> **Task material**:

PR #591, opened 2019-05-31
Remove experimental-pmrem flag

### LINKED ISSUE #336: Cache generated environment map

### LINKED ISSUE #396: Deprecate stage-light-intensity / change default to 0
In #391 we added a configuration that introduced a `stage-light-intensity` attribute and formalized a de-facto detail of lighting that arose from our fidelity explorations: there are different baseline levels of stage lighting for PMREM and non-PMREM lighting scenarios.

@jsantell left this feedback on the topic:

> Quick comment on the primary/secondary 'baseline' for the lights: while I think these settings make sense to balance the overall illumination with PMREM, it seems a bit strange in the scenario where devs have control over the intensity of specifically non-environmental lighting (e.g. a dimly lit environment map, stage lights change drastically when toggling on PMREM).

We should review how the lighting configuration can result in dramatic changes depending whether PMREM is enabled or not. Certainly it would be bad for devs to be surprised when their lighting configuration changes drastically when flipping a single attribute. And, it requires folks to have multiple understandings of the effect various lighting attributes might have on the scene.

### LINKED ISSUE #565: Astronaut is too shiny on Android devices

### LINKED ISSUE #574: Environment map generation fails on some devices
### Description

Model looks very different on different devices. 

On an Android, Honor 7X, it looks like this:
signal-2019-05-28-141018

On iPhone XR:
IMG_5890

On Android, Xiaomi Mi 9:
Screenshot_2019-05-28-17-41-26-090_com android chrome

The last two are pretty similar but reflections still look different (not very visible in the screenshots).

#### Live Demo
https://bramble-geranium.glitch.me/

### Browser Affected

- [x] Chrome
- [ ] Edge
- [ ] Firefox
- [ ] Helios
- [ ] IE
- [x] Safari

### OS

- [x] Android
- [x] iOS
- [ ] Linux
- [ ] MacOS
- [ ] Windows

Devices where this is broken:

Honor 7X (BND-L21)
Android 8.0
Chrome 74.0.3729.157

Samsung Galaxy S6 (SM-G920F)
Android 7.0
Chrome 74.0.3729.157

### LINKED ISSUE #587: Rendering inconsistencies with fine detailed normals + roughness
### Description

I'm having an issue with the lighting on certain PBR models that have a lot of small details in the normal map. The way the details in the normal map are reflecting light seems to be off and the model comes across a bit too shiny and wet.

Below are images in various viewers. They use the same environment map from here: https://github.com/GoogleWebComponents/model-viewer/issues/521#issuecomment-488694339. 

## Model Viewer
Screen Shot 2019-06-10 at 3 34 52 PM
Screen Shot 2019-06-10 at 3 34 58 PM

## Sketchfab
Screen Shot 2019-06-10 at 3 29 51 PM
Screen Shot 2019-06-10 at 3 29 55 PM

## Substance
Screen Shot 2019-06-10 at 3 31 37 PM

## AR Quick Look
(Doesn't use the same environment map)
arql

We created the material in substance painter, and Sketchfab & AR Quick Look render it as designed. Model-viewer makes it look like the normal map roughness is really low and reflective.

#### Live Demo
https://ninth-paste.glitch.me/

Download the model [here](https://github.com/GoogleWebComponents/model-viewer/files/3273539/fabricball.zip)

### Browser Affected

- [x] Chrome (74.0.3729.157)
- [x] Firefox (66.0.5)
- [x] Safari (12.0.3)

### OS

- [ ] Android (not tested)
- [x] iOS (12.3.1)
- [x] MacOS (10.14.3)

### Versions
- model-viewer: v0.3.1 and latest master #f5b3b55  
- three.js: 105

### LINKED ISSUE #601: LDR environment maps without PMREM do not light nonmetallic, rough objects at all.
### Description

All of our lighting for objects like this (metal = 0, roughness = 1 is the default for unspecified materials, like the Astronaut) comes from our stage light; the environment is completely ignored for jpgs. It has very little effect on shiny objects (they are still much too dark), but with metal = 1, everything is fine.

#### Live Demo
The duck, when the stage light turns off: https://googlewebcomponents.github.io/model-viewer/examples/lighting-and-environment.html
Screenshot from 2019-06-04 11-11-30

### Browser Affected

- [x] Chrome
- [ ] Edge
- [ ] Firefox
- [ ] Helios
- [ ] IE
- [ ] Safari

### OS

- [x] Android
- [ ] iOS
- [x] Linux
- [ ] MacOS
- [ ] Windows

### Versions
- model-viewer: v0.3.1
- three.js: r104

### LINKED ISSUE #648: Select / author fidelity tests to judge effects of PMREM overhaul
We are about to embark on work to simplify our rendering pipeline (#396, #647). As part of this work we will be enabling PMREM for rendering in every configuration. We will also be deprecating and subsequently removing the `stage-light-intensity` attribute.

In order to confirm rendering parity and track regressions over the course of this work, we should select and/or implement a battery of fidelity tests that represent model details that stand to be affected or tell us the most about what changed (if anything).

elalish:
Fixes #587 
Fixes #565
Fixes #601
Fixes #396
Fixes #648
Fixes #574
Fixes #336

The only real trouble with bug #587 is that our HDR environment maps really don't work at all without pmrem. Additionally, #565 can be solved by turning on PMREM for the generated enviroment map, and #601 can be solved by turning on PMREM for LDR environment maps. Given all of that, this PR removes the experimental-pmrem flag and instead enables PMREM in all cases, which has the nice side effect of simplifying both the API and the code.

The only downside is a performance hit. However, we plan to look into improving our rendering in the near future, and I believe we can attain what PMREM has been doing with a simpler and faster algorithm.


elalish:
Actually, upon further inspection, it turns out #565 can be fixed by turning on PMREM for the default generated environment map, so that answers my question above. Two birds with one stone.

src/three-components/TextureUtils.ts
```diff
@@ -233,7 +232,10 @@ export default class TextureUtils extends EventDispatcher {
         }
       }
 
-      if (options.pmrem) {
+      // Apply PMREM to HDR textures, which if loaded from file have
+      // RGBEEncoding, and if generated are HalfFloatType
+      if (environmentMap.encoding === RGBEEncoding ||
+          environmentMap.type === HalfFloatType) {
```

> **How to complete this task**: Write the listing out again in full, exactly as it stands above.

> **Answer below**:
PR #591, opened 2019-05-31
Remove experimental-pmrem flag

### LINKED ISSUE #336: Cache generated environment map

### LINKED ISSUE #396: Deprecate stage-light-intensity / change default to 0
In #391 we added a configuration that introduced a `stage-light-intensity` attribute and formalized a de-facto detail of lighting that arose from our fidelity explorations: there are different baseline levels of stage lighting for PMREM and non-PMREM lighting scenarios.

@jsantell left this feedback on the topic:

> Quick comment on the primary/secondary 'baseline' for the lights: while I think these settings make sense to balance the overall illumination with PMREM, it seems a bit strange in the scenario where devs have control over the intensity of specifically non-environmental lighting (e.g. a dimly lit environment map, stage lights change drastically when toggling on PMREM).

We should review how the lighting configuration can result in dramatic changes depending whether PMREM is enabled or not. Certainly it would be bad for devs to be surprised when their lighting configuration changes drastically when flipping a single attribute. And, it requires folks to have multiple understandings of the effect various lighting attributes might have on the scene.

### LINKED ISSUE #565: Astronaut is too shiny on Android devices

### LINKED ISSUE #574: Environment map generation fails on some devices
### Description

Model looks very different on different devices. 

On an Android, Honor 7X, it looks like this:
signal-2019-05-28-141018

On iPhone XR:
IMG_5890

On Android, Xiaomi Mi 9:
Screenshot_2019-05-28-17-41-26-090_com android chrome

The last two are pretty similar but reflections still look different (not very visible in the screenshots).

#### Live Demo
https://bramble-geranium.glitch.me/

### Browser Affected

- [x] Chrome
- [ ] Edge
- [ ] Firefox
- [ ] Helios
- [ ] IE
- [x] Safari

### OS

- [x] Android
- [x] iOS
- [ ] Linux
- [ ] MacOS
- [ ] Windows

Devices where this is broken:

Honor 7X (BND-L21)
Android 8.0
Chrome 74.0.3729.157

Samsung Galaxy S6 (SM-G920F)
Android 7.0
Chrome 74.0.3729.157

### LINKED ISSUE #587: Rendering inconsistencies with fine detailed normals + roughness
### Description

I'm having an issue with the lighting on certain PBR models that have a lot of small details in the normal map. The way the details in the normal map are reflecting light seems to be off and the model comes across a bit too shiny and wet.

Below are images in various viewers. They use the same environment map from here: https://github.com/GoogleWebComponents/model-viewer/issues/521#issuecomment-488694339. 

## Model Viewer
Screen Shot 2019-06-10 at 3 34 52 PM
Screen Shot 2019-06-10 at 3 34 58 PM

## Sketchfab
Screen Shot 2019-06-10 at 3 29 51 PM
Screen Shot 2019-06-10 at 3 29 55 PM

## Substance
Screen Shot 2019-06-10 at 3 31 37 PM

## AR Quick Look
(Doesn't use the same environment map)
arql

We created the material in substance painter, and Sketchfab & AR Quick Look render it as designed. Model-viewer makes it look like the normal map roughness is really low and reflective.

#### Live Demo
https://ninth-paste.glitch.me/

Download the model [here](https://github.com/GoogleWebComponents/model-viewer/files/3273539/fabricball.zip)

### Browser Affected

- [x] Chrome (74.0.3729.157)
- [x] Firefox (66.0.5)
- [x] Safari (12.0.3)

### OS

- [ ] Android (not tested)
- [x] iOS (12.3.1)
- [x] MacOS (10.14.3)

### Versions
- model-viewer: v0.3.1 and latest master #f5b3b55  
- three.js: 105

### LINKED ISSUE #601: LDR environment maps without PMREM do not light nonmetallic, rough objects at all.
### Description

All of our lighting for objects like this (metal = 0, roughness = 1 is the default for unspecified materials, like the Astronaut) comes from our stage light; the environment is completely ignored for jpgs. It has very little effect on shiny objects (they are still much too dark), but with metal = 1, everything is fine.

#### Live Demo
The duck, when the stage light turns off: https://googlewebcomponents.github.io/model-viewer/examples/lighting-and-environment.html
Screenshot from 2019-06-04 11-11-30

### Browser Affected

- [x] Chrome
- [ ] Edge
- [ ] Firefox
- [ ] Helios
- [ ] IE
- [ ] Safari

### OS

- [x] Android
- [ ] iOS
- [x] Linux
- [ ] MacOS
- [ ] Windows

### Versions
- model-viewer: v0.3.1
- three.js: r104

### LINKED ISSUE #648: Select / author fidelity tests to judge effects of PMREM overhaul
We are about to embark on work to simplify our rendering pipeline (#396, #647). As part of this work we will be enabling PMREM for rendering in every configuration. We will also be deprecating and subsequently removing the `stage-light-intensity` attribute.

In order to confirm rendering parity and track regressions over the course of this work, we should select and/or implement a battery of fidelity tests that represent model details that stand to be affected or tell us the most about what changed (if anything).

elalish:
Fixes #587 
Fixes #565
Fixes #601
Fixes #396
Fixes #648
Fixes #574
Fixes #336

The only real trouble with bug #587 is that our HDR environment maps really don't work at all without pmrem. Additionally, #565 can be solved by turning on PMREM for the generated enviroment map, and #601 can be solved by turning on PMREM for LDR environment maps. Given all of that, this PR removes the experimental-pmrem flag and instead enables PMREM in all cases, which has the nice side effect of simplifying both the API and the code.

The only downside is a performance hit. However, we plan to look into improving our rendering in the near future, and I believe we can attain what PMREM has been doing with a simpler and faster algorithm.


elalish:
Actually, upon further inspection, it turns out #565 can be fixed by turning on PMREM for the default generated environment map, so that answers my question above. Two birds with one stone.

src/three-components/TextureUtils.ts
```diff
@@ -233,7 +232,10 @@ export default class TextureUtils extends EventDispatcher {
         }
       }
 
-      if (options.pmrem) {
+      // Apply PMREM to HDR textures, which if loaded from file have
+      // RGBEEncoding, and if generated are HalfFloatType
+      if (environmentMap.encoding === RGBEEncoding ||
+          environmentMap.type === HalfFloatType) {
```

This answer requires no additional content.